◆ **TASK REQUIREMENTS**:
For the data below, please report each line where the word "token" is found.

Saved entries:
[Start of section]

PR #436, opened 2024-06-03
Allow API key authentication on model run ingest endpoints

mvandenburgh:
This allows the user to authenticate with an API key instead of GitLab oauth on the three endpoints used to create a model run. I've also updated the `scripts/` upload scripts to use this new approach. Currently, the API key is just a global Django setting that we can set; it's really only intended to be used by the SmartFlow upload job.

Note, I started out using user-based HTTP Basic Auth, but that didn't work because it would require the user to retrieve a csrf token before making their request. Ideally we don't require a csrf token, but disabling Django's CSRF protection when using basic auth is dangerous because the `Authorization` header used in basic auth is treated the same way as cookies are (i.e., the browser sends it along with any request to the RD-WATCH domain automatically), so it would be vulnerbale to a CSRF attack.
Using a non-standard header (`X-RDWATCH-API-KEY` in our case) allows us to safely disable CSRF protection on these three endpoints, as the browser will not send it automatically on every request.


scripts/loadGroundTruth.py
```diff
@@ -24,10 +24,10 @@ def main():
         '--skip_regions', action='store_true', help='expiration time in hours'
     )
     parser.add_argument(
-        '--rgd-auth-cookie',
-        required=False,
+        '--rgd-api-key',
+        required=True,
         type=str,
-        help='RGD Authentication cookie, e.g.: token=<LONG BASE64 STRING>',
+        help='RGD API key',
```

[End of section]

◆ **ANSWER**:
Note, I started out using user-based HTTP Basic Auth, but that didn't work because it would require the user to retrieve a csrf token before making their request. Ideally we don't require a csrf token, but disabling Django's CSRF protection when using basic auth is dangerous because the `Authorization` header used in basic auth is treated the same way as cookies are (i.e., the browser sends it along with any request to the RD-WATCH domain automatically), so it would be vulnerbale to a CSRF attack.
-        help='RGD Authentication cookie, e.g.: token=<LONG BASE64 STRING>',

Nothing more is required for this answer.